Material to process:
============

PR #7660, opened 2024-06-13
[Build] NFC: A few minor refactorings to build operation state tracking

xedin:
### Motivation:

Trying to make it possible to share `createBuildOperation` between multiple implementations of `SPMCoreBuild.BuildSystem` in preparation to introduce an operation that would build plugin tools.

============

What you are asked to do: Scan the data above and copy each line containing the word "operation".

Written solution:
[Build] NFC: A few minor refactorings to build operation state tracking
Trying to make it possible to share `createBuildOperation` between multiple implementations of `SPMCoreBuild.BuildSystem` in preparation to introduce an operation that would build plugin tools.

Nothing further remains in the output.